TASK DIRECTIONS: Using the records below, locate all lines containing "main" and return them.

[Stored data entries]

PR #1810, opened 2023-08-11
fix #1809: copy videos from long paths to local temp so mplayer works

### LINKED ISSUE #1809: VideoThumbTask not working on videos with paths longer than 256 chars on Windows
Just tried to process an iCloud backup in a network share and I noticed no video thumbs were generated, although the videos play fine if double clicked from IPED UI and are show fine into HexViewer. Additionally, thumbs of image files were generated fine, including external ones like SVG which uses imagemagick external conversion. So I think the long paths, longer than 256 chars, perhaps are not a problem, because files can be read. But maybe they are an issue for mplayer or there is a possible issue with the mplayer command line, not sure...

lfcnassif:
Fix #1809

### DIFF
--- a/iped-engine/src/main/java/iped/engine/task/video/VideoThumbsMaker.java
+++ b/iped-engine/src/main/java/iped/engine/task/video/VideoThumbsMaker.java
@@ -13,6 +13,7 @@ import java.io.InputStream;
 import java.io.InputStreamReader;
 import java.nio.file.Files;
 import java.nio.file.Path;
+import java.nio.file.StandardCopyOption;
 import java.util.ArrayList;
 import java.util.Arrays;
 import java.util.List;
@@ -92,6 +93,7 @@ public class VideoThumbsMaker {
 
         boolean fixed = false;
         File lnk = null;
+        File subTmpFile = null;
         String videoStream = null;
         for (int step = numFrames <= 0 ? 0 : 1; step <= 1; step++) {
             if (step == 1) {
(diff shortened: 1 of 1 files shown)


lfcnassif:
This worked for 2k videos processed from long mounted network paths until now...

lfcnassif:
Hi @tc-wleite, processing finished. About 10k videos with long paths were processed, among other data, results seem fine. Changes are simple, so I'm going to merge this, your attention deserves more important or complex things :-). But if you think this could lead to any regression, please let me know!

patrickdalla:
did you try creating temporary soft links instead of entire file copy?

https://www.baeldung.com/java-symlink

Em sex., 11 de ago. de 2023 23:28, Luis Filipe Nassif <
***@***.***> escreveu:

lfcnassif:
> did you try creating temporary soft links instead of entire file copy?

This was already done before by @tc-wleite, just above the main block I added in my patch.

tc-wleite:
Unfortunately, the link creation is not working in Windows 10/11 (“A required privilege is not held by the client”), unless IPED is executed in administrator mode.
This may be related to https://bugs.openjdk.org/browse/JDK-8218418.

lfcnassif:
> Unfortunately, the link creation is not working in Windows 10/11 (“A required privilege is not held by the client”), unless IPED is executed in administrator mode.
> This may be related to https://bugs.openjdk.org/browse/JDK-8218418.

Seems if we upgrade to java 13+ it would work? I plan to migrate to java 17 soon, java 11 support ends in September...

tc-wleite:
> Seems if we upgrade to java 13+ it would work? I plan to migrate to java 17 soon, java 11 active support ends in September...

Looking closer at the OpenJDK issue I referred, it seems to affect Windows in developer mode. Not sure if the fix has any effect on regular Windows mode.
I just made a trivial test (below) using Java 17, and creating symbolic links still doesn't work.

```java
import java.nio.file.*;

public class TestLink {
    public static void main(String[] args) throws Exception {
        Files.createSymbolicLink(Path.of("a.txt"), Path.of("a-lnk.txt"));
    }
}
```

EXERCISE RESPONSE:
--- a/iped-engine/src/main/java/iped/engine/task/video/VideoThumbsMaker.java
+++ b/iped-engine/src/main/java/iped/engine/task/video/VideoThumbsMaker.java
This was already done before by @tc-wleite, just above the main block I added in my patch.
    public static void main(String[] args) throws Exception {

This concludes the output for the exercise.